Microsoft will tomorrow patch the zero-day kernel Word vulnerability exploited by the mysterious Duqu malware, more than a month after its existence was first made public.
In a pre-release draft covering the 13 December Patch Tuesday release that excluded helpful security bulletin numbers, Microsoft appears to have slipped in a fix for the elevation of privilege flaw (CVE-2011-3402) in Win32k TrueType font parsing engine hijacked by Duqu.
Microsoft responded within a week of the flaw becoming public in early November with a potentially inconvenient workaround that disabled some elements of TrueType, although Duqu itself was quickly detectible by security software from a range of vendors.
All versions of Windows from XP onwards will need to be patched for the flaw. In total, Microsoft will use the Christmas 2011 Patch Tuesday to fix 20 vulnerabilities across 14 updates, three of which have been marked ‘critical’.

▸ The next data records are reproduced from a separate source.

PR #3951, opened 2018-10-04
AKS distro is for Kubernetes only

jackfrancis:
**What this PR does / why we need it**: Set default distro value to AKS (for VHD delivery) only if Kubernetes

**If applicable**:
- [ ] documentation
- [ ] unit tests

**Release note**:

```
AKS distro is for Kubernetes only
```


pkg/acsengine/defaults.go
```diff
@@ -492,7 +492,7 @@ func setExtensionDefaults(a *api.Properties) {
 
 func setMasterProfileDefaults(a *api.Properties, isUpgrade bool) {
 	// don't default Distro for OpenShift
```
tariq1890: Cam we update the comments?

pkg/acsengine/defaults.go
```diff
@@ -647,7 +647,7 @@ func setAgentProfileDefaults(a *api.Properties, isUpgrade, isScale bool) {
 		}
 
 		// don't default Distro for OpenShift
-		if !a.OrchestratorProfile.IsOpenShift() {
+		if a.OrchestratorProfile.IsKubernetes() {
```
tariq1890: comments here too?

pkg/acsengine/defaults.go
```diff
@@ -491,10 +491,11 @@ func setExtensionDefaults(a *api.Properties) {
 }
 
 func setMasterProfileDefaults(a *api.Properties, isUpgrade bool) {
-	// don't default Distro for OpenShift
-	if !a.OrchestratorProfile.IsOpenShift() {
-		if a.MasterProfile.Distro == "" {
+	if a.MasterProfile.Distro == "" {
+		if a.OrchestratorProfile.IsKubernetes() {
 			a.MasterProfile.Distro = api.AKS
+		} else {
```
CecileRobertMichon: we don't want to set the distro value for openshift

pkg/acsengine/defaults.go
```diff
@@ -646,14 +647,15 @@ func setAgentProfileDefaults(a *api.Properties, isUpgrade, isScale bool) {
 			profile.AcceleratedNetworkingEnabled = helpers.PointerToBool(!isUpgrade && !isScale && helpers.AcceleratedNetworkingSupported(profile.VMSize))
 		}
 
-		// don't default Distro for OpenShift
-		if !a.OrchestratorProfile.IsOpenShift() {
-			if profile.Distro == "" {
+		if profile.Distro == "" {
```
tariq1890:
```
if profile.Distro == "" {
			if a.OrchestratorProfile.IsKubernetes() && profile.OSDiskSizeGB >= api.VHDDiskSizeAKS {
				profile.Distro = api.AKS
			} else {
				profile.Distro = api.Ubuntu
			}
		}
```

tariq1890: I've optimized it to that. Does it look okay?

jackfrancis: I have a slight preference for the current implementation as it emphasizes the k8s-specific conditions (which could grow over time based on more k8s-specific distros.

CecileRobertMichon: The condition `profile.OSDiskSizeGB >= api.VHDDiskSizeAKS` is not equivalent to `profile.OSDiskSizeGB != 0 && profile.OSDiskSizeGB < api.VHDDiskSizeAKS`

tariq1890: I see. profile.OSDiskSizeGB=0 represents a nil state I am assuming?

CecileRobertMichon: Also again we don't want to set the distro for openshift

jackfrancis: Also what @CecileRobertMichon said. It's bit clumsy, but we want to include the zero value (0) when evaluating what to do. zero value means AKS distro, in this case.

pkg/acsengine/defaults.go
```diff
@@ -646,14 +647,15 @@ func setAgentProfileDefaults(a *api.Properties, isUpgrade, isScale bool) {
...
+			if a.OrchestratorProfile.IsKubernetes() {
 				if profile.OSDiskSizeGB != 0 && profile.OSDiskSizeGB < api.VHDDiskSizeAKS {
 					profile.Distro = api.Ubuntu
 				} else {
 					profile.Distro = api.AKS
 				}
+			} else if !a.OrchestratorProfile.IsOpenShift() {
```
jackfrancis: @CecileRobertMichon we're covering the OpenShift condition here

CecileRobertMichon: I know, my comment was regarding Tariq's proposed implementation

tariq1890: Cool then. Thanks for the clarifications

Zero-day vulnerabilities with a hook into the Windows kernel are a rarity these days and Duqu’s use of it has attracted considerable comment, including speculation linking it to the Stuxnet malware that believed to have been created to disrupt Iran’s nuclear programme.

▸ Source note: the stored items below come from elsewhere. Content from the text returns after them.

PR #3750, opened 2018-08-27
Reduce the Kubernetes version support matrix

CecileRobertMichon:
**What this PR does / why we need it**: Deprecates Kubernetes versions except for the two latest patches of each minor release while maintaining support for scale and upgrade from these versions. Exception is version 1.6.9 which we need to keep support for because of API v20160930.

**Which issue this PR fixes** *(optional, in `fixes #<issue number>(, fixes #<issue_number>, ...)` format, will close that issue when PR gets merged)*: fixes #

**Special notes for your reviewer**:

**If applicable**:
- [ ] documentation
- [x] unit tests
- [x] tested backward compatibility (ie. deploy with previous version, upgrade with this branch)

**Release note**:

```release-note
```

PR #3952, opened 2018-10-04
Remove Kubernetes 1.7.x from supported versions 

mboersma:

Following on to #3750, this further reduces our Kubernetes support matrix by removing 1.7 as a supported release. (Note that 1.6.9 remains supported in acs-engine for historical reasons.)

**If applicable**:
- [ ] documentation
- [X] unit tests

**Release note**:

```release-note
Remove Kubernetes 1.7.x from supported versions
```


mboersma:
/hold

This works, but I think there are further opportunities here to remove code. I'd still like to take another pass at that and to test the vendoring of this into AKS.

mboersma:
Thanks for fixing the mocks in a more durable way @jackfrancis. This looks good to me.

PR #3953, opened 2018-10-04
Migrating cloud spec config to api package

tariq1890:


jackfrancis:
Can you explain more about why moving this to `api` is an improvement?

tariq1890:
Sure. So my argument is that that the set Properties defaults logic be contained in the same package as that of Properties struct itself. The PR here is done to enable that.

jackfrancis:
Got it.

pkg/api/types.go
```diff
@@ -1281,3 +1281,36 @@ func (k *KubernetesConfig) SetCloudProviderRateLimitDefaults() {
...
+		return AzureUSGovernmentCloud
+	default:
+		return AzureCloudSpec
+	}
+}
+
+// getCloudTargetEnv determines and returns whether the region is a sovereign cloud which
+// have their own data compliance regulations (China/Germany/USGov) or standard
+//  Azure public cloud
+func getCloudTargetEnv(location string) string {
```
jackfrancis: Should this be a method of `ContainerService`?

tariq1890: Oh yes. That would be more consistent

tariq1890: Fixed

jackfrancis:
Looks like we need to delete the original `getCloudTargetEnv` function definition under the `acsengine` package.

tariq1890:
Yes. Thanks for pointing that out. I am working on it right now.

Separately, Adobe will next week patch a zero-day flaw of its own, the recently discovered issue in Reader X 10.1.1 (CVE-2011-2462) and earlier versions of Reader 9.4.6, an exploit for which is now circulating in the wild as part of targeted attacks, the company indicated.
Users of Reader X will have been protected against the full blast form this exploit by the software’s sandboxing feature.